Estou lendo, deliciado, o livro de Alberto Villas Onde foi parar nosso tempo? É daqueles que a gente torce para que não acabe. Villas é um jornalista, atualmente na TV Globo, dono de um texto envolvente. São lembranças de sua infância e juventude, contadas sem melancolia, mas que nos transporta para um tempo que passou de forma bem-humorada e terna. Neste livro a grande pergunta é exatamente essa: o que nós fizemos com o tempo que ganhamos graças à tecnologia? O que estamos aproveitando com os minutos, as horas, que perdíamos esperando o telefone dar sinal, apontando lápis, engraxando sapatos, esperando a TV esquentar, rebobinando fita de VHS? Hoje num mundo mais rápido, tudo é instantâneo e era de se supor que esse tempo poupado seria investido em coisas mais úteis, prazerosas, enriquecedoras.

O livro não encontra respostas, mas a lembrança do tempo que ficávamos lavando cachorro, dando corda no relógio, escrevendo cartas é deliciosa e incentiva a recordar outras atividades que desapareceram com a tecnologia e – pensando bem – não eram tão chatas como imaginávamos. Eu, por exemplo, me lembrei de nossa profissão quando comecei a trabalhar. Naquela época, por exemplo, produzir um simples anúncio para jornal pedia uma quantidade de providências e materiais – ou seja: tempo. Os títulos eram escritos a mão por letristas especializados (“puxar letras” era o jargão). O corpo do texto (chamávamos de copy) era encomendado para uma gráfica que compunha letra por letra, para fazer o que era chamado de Glacê. A ilustração ou foto era encomendada para os fornecedores externos. Horas ou dias depois chegavam, trazida por mensageiros, os materiais: o glacê do copy, as letras do título, a ilustração ou a foto, as reproduções das marcas. Entrava em cena o montador, que, munido de uma faquinha Olfa, ia recortando aqueles materiais todos e montava num cartão besuntado de cola de sapateiro.

Depois da arte-final, era coberta por uma folha de papel manteiga e enviada para a clicheria. Antes, porém, passava pelo revisor e pelo diretor de arte que sobre o papel manteiga indicava que tipo de intervenção deveria receber cada uma das partes do clichê: os pontos da retícula, o tratamento das áreas em traço e assim por diante. Horas depois vinha o clichê, que era novamente revisado e enviado para o jornal. Naquele tempo, jornal recebia anúncios no balcão. A edição de domingo do Estadão, por exemplo, era fechada às cinco da tarde da sexta. Ou seja: as agências que quisessem entrar no jornalão de domingo deveriam entregar os clichês até às cinco na Rua Major Quedinho. Não havia tolerância.

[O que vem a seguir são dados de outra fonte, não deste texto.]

PR #40, opened 2020-05-14
Add basic support for dataset

mat3e:
Minimal version of [`dataset`](https://developer.mozilla.org/en-US/docs/Web/API/HTMLOrForeignElement/dataset) - no support for changing names from camelCase to dash-style and so on.


src/nodes/basic-types/element/Element.ts
```diff
@@ -214,6 +214,23 @@ export default class Element extends Node {
...
 
+	/**
+	 * Read-only property providing access to all the custom data attributes (data-*).
+	 *
+	 * Basic version - no support for converting names (dash-style to camelCase and vice versa).
+	 */
+	public get dataset(): { [key: string]: string } {
+		return (new Proxy(this, {
+			set(target: Element, p: PropertyKey, value: unknown): boolean {
+				target.setAttribute(`data-${p.toString()}`, value.toString());
```
capricorn86, line 225: I believe the key is transformed to kebab case before it is used as an attribute.

**Set dataset value:**
element.dataset.myDataAttribute = 'value';

**Get attribute:**
element.getAttribute('data-my-data-attribute');

**Camel case to kebab case function:**
private camelToKebabCase(text: string): string {
	return text.replace(/([a-z])([A-Z])/g, '$1-$2').toLowerCase();
}

Issue #221, opened 2021-02-16
Support for insertAdjecentText


kr8n3r:
Hi, 
looking to replace jsdom so I'm looking to add either just the `insertAdjecentText` method or the entire [insert-adjecent](https://dom.spec.whatwg.org/#insert-adjacent) suite of methods, depending on projects philosophy.

Looking at the code structure I wasn't quite sure how to split the methods. 
Guidance would be appreciated so I can put together a PR.

Thanks.

capricorn86:
Hi @kr8n3r!

Nice to hear that you would like to contribute :slightly_smiling_face: 

Both separating the features as smaller PR:s or doing everything in a bigger one works fine by me.

There is a guide for how to install, compile, test and what formats commits should have etc. here:
https://github.com/capricorn86/happy-dom/blob/master/docs/contributing.md

Happy DOM uses interfaces to ensure that the specs are followed. The interfaces are also used to prevent circular dependencies etc. that can occur due to the nature of how the DOM works.

All three methods seem to be part of the Element interface.

I would do the following:

1. Add the methods according to the specs to the IElement interface located at packages/happy-dom/src/nodes/element/IElement.ts. Whenever a Node or Element is used as an attribute or return type, use its interface as type and not the class implementing the interface.
2. Implement the methods in Element.ts that is located in the same directory as IElement. Same here, use interfaces for attributes and return types when it is a Node or Element. Both childNodes and children need to be updated if you add or remove nodes. You also have to update the parent node if nodes are moved. Therefore it is probably best to re-use methods like insertBefore() or appendChild() as they already have this logic.
3. Create unit tests for the implemented methods in packages/happy-dom/test/nodes/element/Element.test.ts

Let me know if something is still unclear or if you have any more questions! :slightly_smiling_face:

capricorn86:
@kr8n3r if you need to parse HTML you can look at ChildNodeUtility.after() as an example where it is using DOMParser.

capricorn86:
@kr8n3r do you still want to make a contribution? Otherwise I can do it as well :slightly_frowning_face:

dkocsis-emarsys:
Hello again!

I wanted to report this similar issue, when i saw that it's already here.
I'm not that experienced with typescript but I've just started to make a contribution on this issue, because it seems pretty easy to implement. And this is where i found another issue in insertBefore's implementation. Should i create another ticket on it?

[...]

PR #228, opened 2021-03-12
Task/221 implement insert adjacent functions

dkocsis-emarsys:
Hi!

I've finished with the changes related to the insertAdjacent functionalities and the missing implementation if insertBefore's null parameter handling.
If there's anything i should change, just tell me.
As for the solution, i basically went with a polyfill like solution, because it looked just fine to add this new functionality without write huge chunks of code. That's why i had to fix insertBefore, it depends on that missing behaviour.


packages/happy-dom/src/nodes/node/INode.ts
```diff
@@ -21,7 +22,10 @@ export default interface INode extends IEventTarget {
 	cloneNode(deep: boolean): INode;
 	appendChild(node: INode): INode;
 	removeChild(node: INode): void;
-	insertBefore(newNode: INode, referenceNode?: INode): INode;
+	insertBefore(newNode: INode, referenceNode?: INode | null): INode;
+	insertAdjacentElement(position: TInsertAdjacentPositions, node: INode): INode | null;
```
capricorn86, line 26: insertAdjacentElement(), insertAdjacentHTML(), insertAdjacentText() is part of the IElement interface and should be implemented in the Element class.

packages/happy-dom/src/nodes/node/Node.ts
```diff
@@ -351,6 +359,60 @@ export default class Node extends EventTarget implements INode {
...
 	}
 
+	/**
+	 * Inserts a node to the given position.
+	 *
+	 * @param position Position to insert element.
+	 * @param element Node to insert.
+	 * @return Inserted node or null if couldn't insert.
+	 */
+	public insertAdjacentElement(position: TInsertAdjacentPositions, element: INode): INode | null {
```
capricorn86, line 369: insertAdjacentElement(), insertAdjacentHTML(), insertAdjacentText() is part of the IElement interface and should be implemented in the Element class.

packages/happy-dom/src/nodes/node/Node.ts
```diff
@@ -351,6 +359,60 @@ export default class Node extends EventTarget implements INode {
...
+	 * Inserts an HTML string to the given position.
+	 *
+	 * @param position Position to insert text.
+	 * @param text HTML string to insert.
+	 * @return Inserted node or null if couldn't insert.
+	 */
+	public insertAdjacentHTML(position: TInsertAdjacentPositions, text: string): void {
+		const templateElement = <IHTMLTemplateElement>this.ownerDocument.createElement('template');
+		templateElement.innerHTML = text;
+		this.insertAdjacentElement(position, templateElement.content);
```
capricorn86, line 401:
```suggestion
		for(const node of XMLParser.parse(text).childNodes.slice()) {
		      this.insertAdjacentElement(position, node);
		}
```
I think we can use the XMLParser directly here :slightly_smiling_face: 

Note that you need to prepend the commit with "#228@minor:" if you apply the suggestion as well.

capricorn86 (changes requested):
Looks really good and thank you for contributing! :+1: 

I just have some minor comments :slightly_smiling_face:

capricorn86:
The tests where really good by the way :+1:

dkocsis-emarsys:
Thanks for the review, I've made the requested changes.
I've used #221 for moving the things to the Element class and #228 for the suggestion.

capricorn86 (approved):
Awesome work! :+1:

O diretor comercial do Estadão era um senhor chamado José Maria Homem de Montes, que não dava a menor colher de chá para anunciante nenhum. Para se ter uma ideia, a revista Propaganda perguntou uma vez para ele por que o Estadão não tinha representantes (ou “contatos”). Ele respondeu: “tudo que ‘O Estado’ tem a dizer para as agências está impresso na nossa tabela de preços”. Eu tenho esse número da revista Propaganda – não se trata de lenda. Se uma agência reservasse um espaço no jornal e o boy não conseguisse chegar a tempo com o clichê, o espaço saia em branco com um texto: “espaço reservado para a agência tal”. E a fatura era expedida. E seria paga, pois um único dia de atraso significava o corte imediato do crédito. E uma agência sem crédito no Estadão, no Jornal do Brasil, no Correio da Manhã, na Folha, não existia. Um comercial de TV filmado significava captar as imagens, revelar o filme, montar o copião na moviola, montar o negativo, colocar o som, fazer a primeira cópia, corrigir a cor, mandar para a “truca” para fazer os efeitos e colocar a assinatura. Tudo isso em 35 milímetros.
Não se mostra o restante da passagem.